The blood supply is so low that the area American Red Cross and LifeSouth Community blood centers were forced either to host blood drives or to keep donor centers open on New Year's Day.

Blood donations typically slow down in December. Folks are consumed by the holidays. School is out, so blood centers can't bank on the units they usually collect from high school and college donors. The flu bug has dulled holiday collections, too.

"A lot of people are canceling their appointments or not showing up because they are sick," said Sylvia Rucker, charge nurse at the American Red Cross's donor center in Duluth.

"We have a goal of about 198 pints for the holiday season," she said, "but we are needing more and more. People are trying to work surgeries in before they go back to work, and so we need it for those. Then you have to consider the emergencies, accidents and things like that."

The Duluth center will be open from 8 a.m. to 4 p.m. today and 8 a.m. to 3 p.m. Saturday. Donors of platelets, a clotting agent, may give from 8 a.m. to 3 p.m. Sunday.

Meanwhile, LifeSouth Community Blood Centers are hosting blood drives across the region, with Gwinnett's set for 8 a.m. to 1 p.m. Sunday at Snellville United Methodist Church.

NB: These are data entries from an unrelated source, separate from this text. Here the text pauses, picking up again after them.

PR #407, opened 2021-04-21
Enhance event handling

### LINKED ISSUE #368: Add lifecycle hooks to EventSource
The class `io.javaoperatorsdk.operator.processing.event.EventSource` does not provide any lifecycle method, so there is a chance a watch is registered and an event is received before an EventHandler is registered. 

As example, the [memcached example](https://github.com/java-operator-sdk/memcached-operator-sample/blob/main/src/main/java/io/javaoperatorsdk/sample/memcached/DeploymentEventSource.java#L22-L27) register a watcher before registering the EventSource.

I think it would be nice to have some sort of start/stop hook the implementors can use to safely start watch.

lburgazzoli:
This PR includes:
- add lifecycle hooks to EventSource (#368)
- review DefaultEventSourceManager instance variable modifiers
- make DefaultEventSourceManager::registerEventSource final as it is invoked by the constructor
- DefaultEventSourceManager use containsKey instead of null check to determine if an event source is already registerd
- add lifecycle hooks to the operator so i.e. watchers can be properly closed

Fixes #368

### DIFF
--- a/operator-framework-core/src/main/java/io/javaoperatorsdk/operator/processing/event/DefaultEventSourceManager.java
+++ b/operator-framework-core/src/main/java/io/javaoperatorsdk/operator/processing/event/DefaultEventSourceManager.java
@@ -18,9 +18,8 @@ public class DefaultEventSourceManager implements EventSourceManager {
   private static final Logger log = LoggerFactory.getLogger(DefaultEventSourceManager.class);
 
   private final ReentrantLock lock = new ReentrantLock();
-  private Map<String, EventSource> eventSources = new ConcurrentHashMap<>();
-  private CustomResourceEventSource customResourceEventSource;
-  private DefaultEventHandler defaultEventHandler;
+  private final Map<String, EventSource> eventSources = new ConcurrentHashMap<>();
+  private final DefaultEventHandler defaultEventHandler;
   private TimerEventSource retryTimerEventSource;
 
   public DefaultEventSourceManager(DefaultEventHandler defaultEventHandler, boolean supportRetry) {
@@ -33,8 +32,7 @@ public class DefaultEventSourceManager implements EventSourceManager {
 
   public void registerCustomResourceEventSource(
       CustomResourceEventSource customResourceEventSource) {
-    this.customResourceEventSource = customResourceEventSource;
-    this.customResourceEventSource.addedToEventManager();
+    customResourceEventSource.addedToEventManager();
   }
 
   @Override
--- a/operator-framework-core/src/main/java/io/javaoperatorsdk/operator/processing/event/DefaultEventSourceManager.java
+++ b/operator-framework-core/src/main/java/io/javaoperatorsdk/operator/processing/event/DefaultEventSourceManager.java
@@ -5,6 +5,7 @@ import io.javaoperatorsdk.operator.processing.event.internal.CustomResourceEvent
 import io.javaoperatorsdk.operator.processing.event.internal.TimerEventSource;
 import java.util.Collections;
 import java.util.Map;
+import java.util.Objects;
 import java.util.Optional;
 import java.util.concurrent.ConcurrentHashMap;
 import java.util.concurrent.locks.ReentrantLock;
@@ -37,7 +38,9 @@ public class DefaultEventSourceManager implements EventSourceManager {
   }
 
   @Override
-  public <T extends EventSource> void registerEventSource(String name, T eventSource) {
+  public void registerEventSource(String name, EventSource eventSource) {
+    Objects.requireNonNull(eventSource, "EventSource must not be null");
+
     try {
       lock.lock();
       EventSource currentEventSource = eventSources.get(name);
@@ -47,6 +50,22 @@ public class DefaultEventSourceManager implements EventSourceManager {
       }
       eventSources.put(name, eventSource);
       eventSource.setEventHandler(defaultEventHandler);
+      eventSource.start();
+    } finally {
+      lock.unlock();
+    }
+  }
+
+  @Override
+  public Optional<EventSource> deRegisterEventSource(String name) {
+    try {
+      lock.lock();
+      EventSource currentEventSource = eventSources.remove(name);
+      if (currentEventSource != null) {
+        currentEventSource.close();
+      }
+
+      return Optional.ofNullable(currentEventSource);
     } finally {
       lock.unlock();
     }
--- a/operator-framework-core/src/main/java/io/javaoperatorsdk/operator/processing/event/DefaultEventSourceManager.java
+++ b/operator-framework-core/src/main/java/io/javaoperatorsdk/operator/processing/event/DefaultEventSourceManager.java
@@ -36,7 +36,7 @@ public class DefaultEventSourceManager implements EventSourceManager {
   }
 
   @Override
-  public void registerEventSource(String name, EventSource eventSource) {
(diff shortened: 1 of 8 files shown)


operator-framework-core/src/main/java/io/javaoperatorsdk/operator/processing/event/internal/CustomResourceEventSource.java
```diff
@@ -155,7 +180,8 @@ public void onClose(WatcherException e) {
     if (e.isHttpGone()) {
       log.warn("Received error for watch, will try to reconnect.", e);
       try {
-        registerWatch();
+        close();
```
metacosm, line 183: Should we really close all the watches? I guess there's no other option since we can't really know which watcher caused the exception…

operator-framework-core/src/main/java/io/javaoperatorsdk/operator/processing/event/DefaultEventSourceManager.java
```diff
@@ -30,23 +29,53 @@ public DefaultEventSourceManager(DefaultEventHandler defaultEventHandler, boolea
...
+
+      eventSources.clear();
+    } finally {
+      lock.unlock();
+    }
   }
 
   @Override
-  public <T extends EventSource> void registerEventSource(String name, T eventSource) {
+  public final void registerEventSource(String name, EventSource eventSource) {
```
metacosm, line 52: Why did you make this method final?

operator-framework-core/src/main/java/io/javaoperatorsdk/operator/processing/event/internal/CustomResourceEventSource.java
lburgazzoli: yes, the issue was that in case of an error on of a single watcher, calling `registerWatch` would re-register all the watcher, potentially you could end up in duplicated watchers.

operator-framework-core/src/main/java/io/javaoperatorsdk/operator/processing/event/DefaultEventSourceManager.java
lburgazzoli: because it is invoked by the constructor so either the class is marked as final or this method need to be final to avoid issues in classes extending `DefaultEventSourceManager` and overriding `registerEventSource`

operator-framework-core/src/main/java/io/javaoperatorsdk/operator/processing/event/internal/CustomResourceEventSource.java
metacosm: That was another thing I wondered about (using a List for the watchers as opposed to a Set but I'm not sure we have  consistent `equals/hashCode` implementations for the `Watch` implementations)…

operator-framework-core/src/main/java/io/javaoperatorsdk/operator/processing/event/DefaultEventSourceManager.java
metacosm: Ah yes. I remember hearing about this but never ran into such issues in practice… Have you?

metacosm (approved):

operator-framework-core/src/main/java/io/javaoperatorsdk/operator/processing/event/internal/CustomResourceEventSource.java
lburgazzoli: yes we need a way to improve how watchers are handled, I may try to have a look once this is done

operator-framework-core/src/main/java/io/javaoperatorsdk/operator/processing/event/DefaultEventSourceManager.java
lburgazzoli: yes, got bitten hard by it 😂 that's why I notice them

operator-framework-core/src/main/java/io/javaoperatorsdk/operator/processing/event/DefaultEventSourceManager.java
```diff
@@ -17,9 +17,8 @@
   private static final Logger log = LoggerFactory.getLogger(DefaultEventSourceManager.class);
 
   private final ReentrantLock lock = new ReentrantLock();
-  private Map<String, EventSource> eventSources = new ConcurrentHashMap<>();
-  private CustomResourceEventSource customResourceEventSource;
```
csviri, line 21: Do you see it correctly that this has been moved to the Operator?  Why is that?
The intention was that this class will own all the custom resources related to a controller.
But are there particular reasons to move it? 
The downside is that if we want to have other events,between event sources and controllers vs event source, but also access access CustomResourceEventSource (where we thinking to move the caching for example) will not be accessible in this manager.

lburgazzoli: The reason was that the method:

```
public void registerCustomResourceEventSource(
      CustomResourceEventSource customResourceEventSource) {
    this.customResourceEventSource = customResourceEventSource;
    this.customResourceEventSource.addedToEventManager();
}
```

Was not really meaningful as yes the `customResourceEventSource` was assigned to an instance of the DefaultEventManager but was never accesses by the manager. A better option would have been either to use `registerEventSource` as any other event source or pass the `customResourceEventSource` as a constructor parameter to make it clear that the `DefaultEventManager` requires it whereas as today, it looks like an unrelated method.

csviri-form3: I see, ok, yes this part definetelly needs improvements and refactorings. 
As I mentioned I would like to keep the event sources in one place, I think the constructor would make sense. 
CustomResourceEventSource currently has quite special position, it's required always as an event source, so constructor is good ide also do express this.

csviri: I see, ok, yes this part definetelly needs improvements and refactorings. (Just like the others :) )
As I mentioned I would like to keep the event sources in one place, I think the constructor would make sense.
CustomResourceEventSource currently has quite special position, it's required always as an event source, so constructor is good ide also do express this.

metacosm: Note that I will probably make some other improvements after this, getting back to work on #392

csviri (approved):

operator-framework-core/src/main/java/io/javaoperatorsdk/operator/processing/event/DefaultEventSourceManager.java
lburgazzoli: @csviri yep I think I got the reasoning and I do agree but for the sake of the lifecycle it was quite confusing so I opted to make at little bit more clear (i.e to have set-up / tear-down on the same side, in this case on the Operator). If we move it on the contructor then we can move its set-up/tear-down as part of the event manager.

lburgazzoli:
@csviri @metacosm thx for the review

metacosm:
Thank you!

"We're hoping to end the week at 400 units, or pints, collected, and that's a low number at this point," said Stephanie Wilson, the district director. "We are 150 pints away from that goal. We're working on it."

Turnout at LifeSouth blood drives scheduled across metro Atlanta last week was "horrible," Wilson said. "The flu season is really killing us. People come to donate, and they are coughing and sneezing, and we have to defer them."

The Red Cross has to collect 1,200 units every weekday just to have an adequate blood supply for hospital patients in the Southern region. It supplies more than 140 hospitals and health care facilities in the Southeast.

That need has led the Red Cross to team up with the North Georgia United Methodists in a monthlong initiative called "We are God's Hands and Feet." The collection goal is 1,000 pints. Blood drives will be held at churches across the region; one is scheduled for 3 to 7:45 p.m. Jan. 14 at Duluth First United Methodist.

"If we can't collect enough, we end up having to fly blood in from other states," said Candice Gulden, spokeswoman for the Atlanta-based American Red Cross Blood Services, Southern region.

"The problem is there is a shortage nationwide, so everybody is in the same boat. We collect 15 percent of our blood from high school and college students. When they are out of school, that puts us at a disadvantage. People have been responding to the need, but there's just been a greater demand."